▶ **EXERCISE REQUIREMENTS**:
From the entries below, please gather each line containing the string "Dantemss".

▶ **SOURCE DATA**:
· · · · ·

PR #3771, opened 2021-09-14
fix course timezone not being used when loading and saving assignment

jivey:
This fixes a regression with the course timezone not being used with moment-timezone when sending the field value to the DateTimeInput component. With this fix, the value loaded should always match the course's timezone. This also changes dataForSave to use the Luxon methods, and fixes a bug with it not converting to the course's timezone before formatting with tokens. This is necessary because the backend doesn't take TZ info from the front end, so the formatted string needs to match the course TZ.

Misc:

- Convert plan details to use Time/Luxon methods to make datetime TZ match the other screens
- moment-timezone is updated to get type info for Typescript
- use data-test-ids for spec, remove TZ replace now that plan details displays them

| Old | New |
|--------------|-----------|
|image |image |


tutor/specs/e2e/assignment-review.e2e.ts
```diff
@@ -138,11 +138,11 @@ test.describe('Assignment Review', () => {
         const dueAtText = await page.$eval(
             '[data-test-id="due-date"]', node => (node as HTMLElement).innerText
         )
-        const newDueAt = DateTime.fromFormat(dueAtText + ' ' + timezone, reviewDateTimeFormat)
+        const newDueAt = DateTime.fromFormat(dueAtText, reviewDateTimeFormat)
```
Dantemss, line 141: Is the timezone in dueAtText now? I had to add it manually before because it was elsewhere in the page.

Dantemss (commented):
Looks OK to me but I know @TomWoodward was trying to remove Moment so I'd like his opinion too.

tutor/specs/e2e/assignment-review.e2e.ts
jivey: Yeah I replaced moment with Luxon in the Details render, so it displays a usable timezone (e.g. EST -> America/New_York):

tutor/src/components/date-time-input.js
```diff
@@ -78,7 +78,12 @@ const DateTimeInput = observer((assignedProps) => {
     const id = props.id || uniqueId(props.name);
     const LabelWrapper = props.labelWrapper || React.Fragment;
 
-    const timeValue = field.value ? new Time(field.value).asMoment : null
+    const momentValue = (value, timezone) => {
+        const time = new Time(field.value)
+        return timezone ? time.inZone(timezone).asMomentTz : time.asMoment
```
TomWoodward, line 83: the time model uses the course timezone as its default, so i'm not sure why you'd have to do this `inZone` thing. what is the value of `field.value`? a javascript date? maybe it is explicitly coming with a timezone overriding the default?

i feel like there is a cleaner way to organize this than passing the timezone around

i assume the time picker component expects a moment object, which is why you're converting to that here, which is fine

TomWoodward (changes requested):

tutor/src/components/date-time-input.js
jivey: `field.value` here is an ISOstring. And yeah you're right the `rc-picker` expects a moment object, would be nice to replace or fork that at some point 😄 

This component was intended to be configurable to aid reusability, so it doesn't assume course TZ. But, could very well remove timezone prop and make it assume course timezone. Though it feels confusing that you have to know about the existence of `syncCourseTimezone`... I personally like the explicitness but would be happy to explore something that feels nicer!

TomWoodward: treating this as a generic component with an input timezone sounds fine, but wouldn't you need to mess with it in onUpdateDate instead? where it triggers onChange? 

maybe for edit it wouldn't matter because the moment already has the tz set, but if there isn't an initial value then timeValue will be set to null, and the resulting moment will probably be in the default timezone

the docs say that onUpdateDate would receive a moment, not an ISO string, but maybe i'm missing something

jivey: Right, as you mentioned `onUpdateDate` does get a moment object from that event. But because we already need to set the timezone for display reasons on render, we still get it back in that event with the same TZ, so nothing more needs to be messed with, as far as I'm aware. It gets converted to an ISOstring at the end of this event chain when getting set to the actual model.

> if there isn't an initial value then timeValue will be set to null, and the resulting moment will probably be in the default timezone

That does seem right to me, if there's no `timezone` prop and the value is null then it defaults to the default. Hmm maybe we should require a timezone to be passed.

TomWoodward: looking at this, if there _is_ a timezone passed, but no initial value, the result will be messaged out using browser default, not the passed timezone, which is a problem. is that not happening?

jivey: The picker does seem to do a bare `moment` call if the value is missing, defined here: https://github.com/react-component/picker/blob/8bc4cce34d2d53e8017e2d8b7a59c4f7db613d0c/src/generate/moment.ts#L8 which will cause what you mention above. In practice it works because of a re-render after setting the value, which then picks up the timezone call now that `value` is present. I can see how that isn't ideal. What do you think about providing our own default Time.now with the Timezone: https://github.com/openstax/tutor-js/commit/55840c62b3b45be815b0472544845e66598eb21d#diff-bd732d805a17eef68d70ecf4680d6532af760bed2daac6b4c09e1a21c1164b60R82

The only downside is we'll lose the ability to show a blank/empty input state, but so far we haven't needed that in a design.

TomWoodward: the alternative is to manipulate the moment to override the timezone to the passed timezone in the `onUpdateDate` function, is there an issue with doing that?

TomWoodward: so what, rc-picker converts to local time when displaying in the picker? so really we need to strip the timezone on the way in and add it on the way out, right?

jivey: `rc-picker` will use the moment object (with or without the `_z` timezone property) you pass in `value`, so if you have it, there's no issue, we just put it into the course timezone before sending it. My last comment was referring to the question about what happens if `DateTimeInput` is given a `timezone`, but no `value`, so we can't create the moment object (in the right TZ) beforehand. From what I can tell, `rc-picker` does a few of these `newDate = value || generateConfig.getNow()` defaults, so if you don't pass `value`, it will basically call `moment()` which will be in the browser timezone.

TomWoodward: ok so now i'm back to 
> manipulate the moment to override the timezone to the passed timezone in the onUpdateDate function, is there an issue with doing that?

the application of the timezone on the input is almost auxiliary, like its good to ensure it actually matches the given timezone for this component, but for our purposes the given input will almost certainly have the correct timezone already, the only situation in which its actually mattering is when the value is being re-applied after being generated by the picker

TomWoodward (approved):

PR #3775, opened 2021-09-15
Fix order date display

TomWoodward:


tutor/specs/components/payments/manage.spec.jsx
```diff
@@ -19,8 +20,15 @@ describe('Student Payments Management', () => {
         Router.makePathname.mockImplementation(() => '/foo');
     });
 
-    it('renders and matches snapshot', () => {
-        expect.snapshot(<C noRef><Payments /></C>).toMatchSnapshot();
+    it('renders and matches snapshot', async () => {
+        const component = renderer.create(<C noRef><Payments /></C>)
+
+        // clearing react lifecycle
```
TomWoodward, line 26: @jivey let me know if there is a cleaner way to do this in the test framework that we have set up here

jivey: Not sure if cleaner, but it looks like we've handled this in other places with a `waitFor` helper that kinda does the same thing:

```
 await waitFor(() => !currentPurchases.api.isPending)
```

TomWoodward: after the api request completes (which happens in one tick because its faked) you have to wait another tick for the react stuff to update, which is why i have to have two awaits, to clear the promise queue twice. it can actually be made a little better than what i had before by using `setImmediate`. the waitFor helper works, but only because it has a minimum wait of 100ms, which is pretty aggressive, i'm not sure i really want to go around sprinkling that everywhere...

jivey (approved):
Added the flaky spec to my list 😄

TomWoodward:
> Added the flaky spec to my list 😄

i'm looking into it here https://github.com/openstax/tutor-js/pull/3776, i thought it was just missing the await, but now i think its an issue with multiple test courses being created with the default name

PR #3783, opened 2021-09-21
fix creating time model from moment-tz

TomWoodward:


jivey (approved):
Merging this branch into my date-time-picker branch (with some tweaks) seems to be exactly what we needed, everything is testing well so far 👍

· · · · ·

▶ **WRITTEN SOLUTION**:
Dantemss, line 141: Is the timezone in dueAtText now? I had to add it manually before because it was elsewhere in the page.
Dantemss (commented):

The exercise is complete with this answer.